Она скинула с моих плеч рубашку, стянула брюки и все это комом бросила вниз. Затем сняла со своей шеи галстук и повязала его мне.

- Будь готов!

- Всегда готов, -ответил я и выставил кривым углом локоть.

Внизу мою одежду с любопытством рассматривал Стенькин и, изредка вскидывая свою стриженую голову в выси небесные, плевался в сторону двух летающих молодых людей.

- Клавка, - кричал он, - спускайся. Все, что я у тебя увидел отсюда, возбудило во мне желание творить.

- Держи карман шире!

Стенькин широко распахнул карман своего вельветового пиджака, и тетя Клава с метлы нырнула в него.

7

Когда я бежал легкой трусцой семидесятипятилетнего умершего моего отца по осеннему асфальту от умирающего учителя, я думал только об одном: как бы не опоздать уйти из-под власти смертного тлена знакомого мне человека. Бежал я долго, до тех пор, пока одеревеневшие ноги отца, несущие меня, не отказались двигаться дальше. Я сел на Гоголевском бульваре на заляпанную дождевыми каплями давно не крашенную скамью и жадно закурил.

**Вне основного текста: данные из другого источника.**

PR #5439, opened 2022-10-08
Lcm extension

nassimberrada:


Ishticode (changes requested):
looks mostly read to merge. I would ask for an addition in the container and array methods.

Also could you clarify `lcm.supported_dtypes....`? As far as I knew only **un**supported dtypes are required to be specified for a spcified funtion

Ishticode:
In addition, np and jax appliy lcm to absolute values anyway (indicated by |x1| notation) so there should be no need for the extra call on abs function

nassimberrada:
I don't know why i left those, used to think that's how you restrict the data types in the testing back then 😅

Ishticode (changes requested):
It turns out torch uses abs already as clear from this
image

and while tf is using the experimental numpy I am assuming that too uses absolute values as np does. So we can also remove abs from both.  For the container's static method, can you add the additional args of keychain and all. Check static_flatten to copy over. Then this should be ready I think.
also the numpy-style-docstring test requires that we have no gap between the heading `Examples` and its content...

nassimberrada:
Weird, some tests i ran locally gave me different signs for the same input, that's why i introduced the abs to begin with 🤔

Ishticode:
> Weird, some tests i ran locally gave me different signs for the same input, that's why i introduced the abs to begin with 🤔

Yes that is strange.

Ishticode:
> Weird, some tests i ran locally gave me different signs for the same input, that's why i introduced the abs to begin with 🤔

Yes that is strange. yet I suspect it might hv something to do with int8 overflowing. The native backends do return positive. But if two nums have lcm higher that 127, it perhaps becomes negative due to dtype limit not due the backend returning negative.

nassimberrada:
> > Weird, some tests i ran locally gave me different signs for the same input, that's why i introduced the abs to begin with thinking
> 
> Yes that is strange. yet I suspect it might hv something to do with int8 overflowing. The native backends do return positive. But if two nums have lcm higher that 127, it perhaps becomes negative due to dtype limit not due the backend returning negative. not sure. just guessing

I see that makes sense, i guess that's the origin because i also had some dtype correspondance issues between tensorflow and numpy especially with int8, i guess solving it also solved the negative sign issue and it had nothing to do with abs

Ishticode:
The following snippet does show the problem

``` python
>>> import numpy as np
>>> a = np.array([5], dtype=np.int8)
>>> b = np.array([26], dtype=np.int8)
>>> np.lcm(a,b)
array([-126], dtype=int8)
```

Mathematically, lcm(5,26) =130

Ishticode (commented):
If you run the

```python
import ivy

fw = ['numpy', 'torch', 'tensorflow', 'jax']

for f in fw:
    ivy.set_backend(f)
    x = ivy.array([5], dtype='int8')
    y = ivy.array([26], dtype='int8')
    print((ivy.lcm(x, y)))
```
you get negative results except for jax which gives positive. 

I will see what the best way is and if not we shall fall back to abs method. Meanwhile if you have any solution feel free to put it through

nassimberrada:
> The following snippet does show the problem
> 
> ```python
> >>> import numpy as np
> >>> a = np.array([5], dtype=np.int8)
> >>> b = np.array([26], dtype=np.int8)
> >>> np.lcm(a,b)
> array([-126], dtype=int8)
> ```
> 
> Mathematically, lcm(5,26) =130

Those are the exact input that kept throwing an error on my side, so it's not just a dtype issue after all

Ishticode (changes requested):
Could you try the tests by putting abs on torch, np and tf and if still fail, then jax too. should get it working but its not ideal.

The problem is different versions of backends act differently with this particular version. Even numpy had different behaviour between version 1.23 and 1.21. So not the ideal but to create the same behaviour for this particular case, we have to use abs. Then this is almost ready to merge imo. Thanks for the patience Nassim.

nassimberrada:
Seems to be passing without adding abs to jax. Also, i had to add unsupported uint dtypes for tensorflow because it was throwing errors for them.

Ishticode:
seems to have caused some conflicts within elementewise. best to move this to extensions. Sorry if thats painful 😐

Ishticode (changes requested):
see the latest comment above

nassimberrada:
Moved and merged

Ishticode (changes requested):
Hi @nassimberrada 
Two things
1. somehow the function `def` part for numpy backend has gone missing. I hope thats not just me seeing things 😂. Could you fix this and ensure the tests are passing and i will get this merged. 
2. The instance method examples should have calls like `x1.lcm(x2)` in the docstring. rest is fine.
and the static_lcm should be ivy.Container.static_lcm(x1,x2) in the example.

Request my review and Ig we can merge as long as the tests pass. Thank you for your patience @nassimberrada

nassimberrada:
See, that's also why i'm grateful to have a meticulous supervisor, i often try to go too fast and end up making this kind of blunders 😂
In any case, the tests do pass on my side, and i corrected the calls description in the docstrings, it should (hopefully) be good now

Подул легкий сырой ветер, что-то невнятное прошуршала листва серых деревьев и сиреневая горстка пепла упала на мои колени. Я стряхнул ее левой рукой в лайковой перчатке.

- Папаша! Закурить не найдется?

Я посмотрел равнодушными бесцветными глазами на юное существо в черной курточке из искусственной кожи, поймал на себе ее лукавый взгляд кошачьих желтых глаз.

- У тебя что? Желтуха? - спросил я.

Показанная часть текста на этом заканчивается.